● **TASK DESCRIPTION**: Each entry must be output once more without any change.

● **INPUT DATA**:
PR #245875, opened 2026-01-27
[FIX] iot_drivers: rename branch only when upgrade succeeds

loouis-t:
If the upgrade fails, the branch name can already be set to the target one. Making the IoT Box not upgrading on next start.

We now check `git` method return value, to ensure the command succeeded, before renaming the branch.

### DIFF
--- a/addons/iot_drivers/tools/upgrade.py
+++ b/addons/iot_drivers/tools/upgrade.py
@@ -153,37 +153,35 @@ def check_git_branch(server_url=None):
         _logger.exception('An error occurred while trying to update the code with git')
 
 
-def _ensure_production_remote(local_remote):
+def _ensure_production_remote():
     """Ensure that the remote repository is the production one
     (https://github.com/odoo/odoo.git).
-
-    :param local_remote: The name of the remote repository.
     """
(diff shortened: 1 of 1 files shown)


addons/iot_drivers/tools/upgrade.py
```diff
@@ -153,37 +153,33 @@ def check_git_branch(server_url=None):
...
 
-    _logger.warning("Checking out %s/%s", remote, branch)
-    git('remote', 'set-branches', remote, branch)
-    git('fetch', remote, branch, '--depth=1', '--prune')  # refs/remotes to avoid 'unknown revision'
-    git('reset', 'FETCH_HEAD', '--hard')
+    _logger.warning("Checking out origin/%s", branch)
+    if git("fetch", "origin", branch, "--depth=1", "--prune") is None:
+        return
+    if git("reset", "FETCH_HEAD", "--hard") is None:
+        return
```
MaxTheWhale, line 180: We could add a logger.error in these cases so we know which command failed

MaxTheWhale (approved):
Tested and checking out still works as expected when it succeeds, and the code for the other cases looks good :white_check_mark:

● **YOUR SOLUTION**:
PR #245875, opened 2026-01-27
[FIX] iot_drivers: rename branch only when upgrade succeeds

loouis-t:
If the upgrade fails, the branch name can already be set to the target one. Making the IoT Box not upgrading on next start.

We now check `git` method return value, to ensure the command succeeded, before renaming the branch.

### DIFF
--- a/addons/iot_drivers/tools/upgrade.py
+++ b/addons/iot_drivers/tools/upgrade.py
@@ -153,37 +153,35 @@ def check_git_branch(server_url=None):
         _logger.exception('An error occurred while trying to update the code with git')
 
 
-def _ensure_production_remote(local_remote):
+def _ensure_production_remote():
     """Ensure that the remote repository is the production one
     (https://github.com/odoo/odoo.git).
-
-    :param local_remote: The name of the remote repository.
     """
(diff shortened: 1 of 1 files shown)


addons/iot_drivers/tools/upgrade.py
```diff
@@ -153,37 +153,33 @@ def check_git_branch(server_url=None):
...
 
-    _logger.warning("Checking out %s/%s", remote, branch)
-    git('remote', 'set-branches', remote, branch)
-    git('fetch', remote, branch, '--depth=1', '--prune')  # refs/remotes to avoid 'unknown revision'
-    git('reset', 'FETCH_HEAD', '--hard')
+    _logger.warning("Checking out origin/%s", branch)
+    if git("fetch", "origin", branch, "--depth=1", "--prune") is None:
+        return
+    if git("reset", "FETCH_HEAD", "--hard") is None:
+        return
```
MaxTheWhale, line 180: We could add a logger.error in these cases so we know which command failed

MaxTheWhale (approved):
Tested and checking out still works as expected when it succeeds, and the code for the other cases looks good :white_check_mark:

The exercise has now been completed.